**Task description:**
Copy, from the listing, every line in which the string "better" is present.

**Input:**
PR #3701, opened 2024-03-31
Fix overflow in planner module list

### LINKED ISSUE #3698: Planner's "Plan To Take" / "Exemptions" / "Trash" section overflows on mobile
### Describe the bug

On mobile, the bottom section of the planner which contains the "plan to take", "exemption", and "trash" cards overflows on mobile

This is blocking https://github.com/nusmodifications/nusmods/pull/3696

The "Beta - Send Feedback" button also doesn't really fit on mobile, but that doesn't need to be fixed in this PR (and it doesn't block #3696)

jloh02:
## Context
Fix #3698 with additional fixes to ensure header remains in size

## Implementation
- CSS fixes for overflows including scrollable and `no-wrap`
- Set minimum width for trash button
- `useMediaQuery` to allow settings button to reduce to an icon button
- Minor fix to capitalize the word "Course"/"Courses" to match the capitalization of "Unit"

### DIFF
--- a/website/src/views/planner/PlannerButton.tsx
+++ b/website/src/views/planner/PlannerButton.tsx
@@ -1,0 +1,18 @@
+import { Settings } from 'react-feather';
+import { breakpointDown } from 'utils/css';
+import useMediaQuery from 'views/hooks/useMediaQuery';
+
+export type Props = Readonly<{
+  onClick: () => void;
+}>;
+
+export default function PlannerButton(props: Props) {
+  const narrowViewport = useMediaQuery(breakpointDown('sm'));
+
+  return (
+    <button className="btn btn-svg btn-outline-primary" type="button" onClick={props.onClick}>
+      <Settings className="svg" />
+      {narrowViewport ? '' : 'Settings'}
+    </button>
+  );
+}
--- a/website/src/views/planner/PlannerContainer/PlannerContainer.scss
+++ b/website/src/views/planner/PlannerContainer/PlannerContainer.scss
@@ -1,5 +1,5 @@
-@import '~styles/utils/modules-entry';
-@import '../variables';
+@import "~styles/utils/modules-entry";
+@import "../variables";
 
 .pageContainer {
   composes: page-container from global;
@@ -60,6 +60,8 @@
 
 .moduleLists {
   display: flex;
+  width: 100%;
+  overflow-x: auto;
 }
 
 .modListHeaders {
@@ -70,12 +72,13 @@
 
 .trash {
   opacity: 0.6;
+  min-width: $semester-width;
   width: $semester-width;
   border: 1px dashed;
   border-radius: 0.4rem;
   text-align: center;
-  color: theme-color('danger');
-  background: rgba(theme-color('danger'), 0.1);
+  color: theme-color("danger");
+  background: rgba(theme-color("danger"), 0.1);
 
   &.isDraggingOver {
     opacity: 1;
@@ -83,8 +86,8 @@
 
   @include night-mode {
     opacity: 0.75;
-    color: lighten(theme-color('danger'), 20);
-    background: rgba(lighten(theme-color('danger'), 20), 0.2);
+    color: lighten(theme-color("danger"), 20);
+    background: rgba(lighten(theme-color("danger"), 20), 0.2);
   }
 }
 
--- a/website/src/views/planner/PlannerContainer/PlannerContainer.scss
+++ b/website/src/views/planner/PlannerContainer/PlannerContainer.scss
@@ -14,12 +14,19 @@
   display: flex;
   justify-content: space-between;
   align-items: center;
+  gap: 1rem;
+  width: 100%;
 
-  h1 {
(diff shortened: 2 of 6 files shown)


website/src/views/planner/PlannerButton.tsx
```diff
@@ -0,0 +1,18 @@
+import { Settings } from 'react-feather';
+import { breakpointDown } from 'utils/css';
+import useMediaQuery from 'views/hooks/useMediaQuery';
+
+export type Props = Readonly<{
+  onClick: () => void;
+}>;
+
+export default function PlannerButton(props: Props) {
```
kokrui, line 9: I think I'd prefer if this file / component was called something like `PlannerSettingsButton`, since there are a few buttons on this page

kokrui: also, even though this is a simple component (and we don't use the `children`) prop, I believe in this repo we lean towards writing React components as functional component with destructured props, so let's do that here

i.e.

```js
const PlannerButton: React.FC<Props> = ({
  onClick
}) => {

// (then props.onClick -> onClick)
```

and then `export default PlannerButton;` at the bottom

website/src/views/planner/PlannerContainer/PlannerContainer.scss
```diff
@@ -71,20 +89,21 @@
 .trash {
   opacity: 0.6;
   width: $semester-width;
+  min-width: $semester-width;
   border: 1px dashed;
   border-radius: 0.4rem;
   text-align: center;
-  color: theme-color('danger');
-  background: rgba(theme-color('danger'), 0.1);
+  color: theme-color("danger");
```
kokrui, line 96: I have no current opinion on this, and I'm sure we'd be happy to consider/accept a different PR where we migrate all colours names from single-quotes to double-quotes, but for now it looks like the repo uses single-quotes for colour names like this and I'd prefer consistency

website/src/views/planner/PlannerContainer/PlannerContainer.scss
```diff
@@ -1,5 +1,5 @@
-@import '~styles/utils/modules-entry';
-@import '../variables';
+@import "~styles/utils/modules-entry";
```
kokrui, line 1: similar to below, right now it seems the repo uses single-quotes for import paths, so I'd prefer that here

kokrui (changes requested):
Thanks for the PR! It's really well-written and there are a lot of thoughtful decisions being made here, great work!

I'm happy with the feature and functionality, just a few small style and consistency nits before we get this merged

website/src/views/planner/PlannerContainer/PlannerContainer.scss
```diff
@@ -33,11 +38,21 @@
   .headerRight {
     display: flex;
     align-items: center;
+    width: 100%;
```
ZhangYiJiang, line 41: I'm confused by this - it seems this just makes the right side items take up a lot of space while squashing the heading and "Send feedback" button 


https://github.com/nusmodifications/nusmods/assets/445650/8adef033-8bc4-4ac5-9765-2f1d261a8678

website/src/views/planner/PlannerContainer/PlannerContainer.scss
```diff
@@ -14,12 +14,17 @@
...
   justify-content: space-between;
   align-items: center;
+  width: 100%;
+  gap: 1rem;
 
-  h1 {
+  .headerLeft {
     display: flex;
     align-items: center;
     margin: 0;
```
ZhangYiJiang, line 23: This should be moved back to under h1 - the div does not intrinsically have margin so this won't do anything here, and having margin: 0 on the h1 overrides the default so the h1 is correctly positioned vertically 


https://github.com/nusmodifications/nusmods/assets/445650/ff05249f-992c-4c54-9b34-2b44678d34b8

website/src/views/planner/PlannerSettingsButton.tsx
```diff
@@ -0,0 +1,21 @@
...
+  onClick: () => void;
+}>;
+
+const PlannerSettingsButton: React.FC<Props> = ({ onClick }) => {
+  const narrowViewport = useMediaQuery(breakpointDown('sm'));
+
+  return (
+    <button className="btn btn-svg btn-outline-primary" type="button" onClick={onClick}>
+      <Settings className="svg" />
+      {narrowViewport ? '' : 'Settings'}
```
ZhangYiJiang, line 16: This should wrap the text in `sr-only` utility class instead of removing it so that this text is still available to screen readers https://getbootstrap.com/docs/4.6/utilities/screen-readers/ (there's a number of places in the app where we use `display: none` to do this which is unfortunately has the same issue). 

If we just want to change the layout on mobile, prefer CSS media queries instead

website/src/views/planner/PlannerContainer/PlannerContainer.scss
jloh02: Rectified in #3704

PR #3702, opened 2024-04-01
Add close button in planner settings modal

### LINKED ISSUE #3699: Hard to close Planner Settings modal on mobile

On mobile, on the Planner page, the settings modal may not be easy to close on some screens, as it requires the user to tap on the space outside of the modal.

I think a good solution would be to add a close button at the top-right like the "Beta - Send Feedback" modal does:

I think it's fine if the close button appears on both mobile and desktop too

IMO this is NOT a blocker for https://github.com/nusmodifications/nusmods/pull/3696

jloh02:
## Context
Fix #3699 

## Implementation
- Use existing `CloseButton` component
- Changes the container to flexbox so that 0 height item still maintains the `margin-bottom`

### DIFF
--- a/website/src/views/planner/PlannerSettings.scss
+++ b/website/src/views/planner/PlannerSettings.scss
@@ -8,10 +8,6 @@
   section {
     margin-bottom: 1rem;
 
-    &:first-child {
-      margin-bottom: 0;
-    }
-
     &:last-child {
       margin-bottom: 0;
     }
--- a/website/src/views/planner/PlannerSettings.scss
+++ b/website/src/views/planner/PlannerSettings.scss
@@ -2,8 +2,15 @@
 @import 'variables';
 
 .settings {
+  display: flex;
+  flex-direction: column;
+
   section {
-    margin-bottom: 2rem;
+    margin-bottom: 1rem;
+
+    &:first-child {
+      margin-bottom: 0;
+    }
 
     &:last-child {
       margin-bottom: 0;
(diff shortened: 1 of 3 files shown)


website/src/views/planner/PlannerSettings.scss
```diff
@@ -2,8 +2,15 @@
...
+  display: flex;
+  flex-direction: column;
+
   section {
-    margin-bottom: 2rem;
+    margin-bottom: 1rem;
+
+    &:first-child {
+      margin-bottom: 0;
+    }
```
kokrui, line 14: Looks like this CSS selector matches on nothing, since there doesn't exist any `section` element that is the first child of its parent. With the addition of the close button diff, the first section element is now the second child of the settings div. We can remove this dead code!

kokrui (changes requested):
Thanks for the PR again! Just a tiny bit of dead code to shave off before I LGTM and merge

website/src/views/planner/PlannerSettings.scss
jloh02: Oops sorry about that. Forgot to remove it after moving the CloseButton out of a section

kokrui (approved):
LGTM!

ZhangYiJiang:
The approach is not wrong, but this means that the close button always takes up a row on its own. The close button already has styles so it is on the right side of the modal (using floats). You can also adjust the positioning after that using negative margin top and right. 


https://github.com/nusmodifications/nusmods/assets/445650/7f502ed4-c27c-4940-b4f2-667d7a8368cd

PR #3712, opened 2024-04-09
Add Mobility page for ISBs, MRT info

kagiura:


zwliew:
Incredible work with this :) I'll clean this up over the holidays and hopefully bring it in by the end of the year.

website/src/views/routes/Routes.tsx
```diff
@@ -34,6 +35,9 @@ const Routes: React.FC = () => (
     {/* END LEGACY ROUTES */}
     <Route path="/archive/:moduleCode/:year/:slug?" component={ModuleArchiveContainer} />
     <Route path="/venues/:venue?" component={VenuesContainer} />
+    <Route path="/mobility/:type(service|stop)/:slug" component={MobilityContainer} />
+    <Route path="/mobility" component={MobilityContainer} />
```
jloh02, line 39: Perhaps instead of that, it'd somehow be better to integrate with current "venues". we have an excess of tabs and this could potentially be a problem on mobile?

website/src/apis/nextbus-new.ts
```diff
@@ -0,0 +1,26 @@
+const baseURL = 'https://nnextbus.nusmods.com'; // TODO: wait until we have an api proxy
```
jloh02, line 1: We should move this proxy to a serverless function of sorts? Or is something else better?

PR #3713, opened 2024-04-09
chore: fix typo in settings container

jsun1590:
## Context

Changes `survey to tells us` to `survey to tell us` in the settings container.

Alternatively, could consider changing it to `survey that tells us`. Thoughts?

## Implementation

N/A

## Other Information

N/A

**Response area:**
jloh02, line 39: Perhaps instead of that, it'd somehow be better to integrate with current "venues". we have an excess of tabs and this could potentially be a problem on mobile?
jloh02, line 1: We should move this proxy to a serverless function of sorts? Or is something else better?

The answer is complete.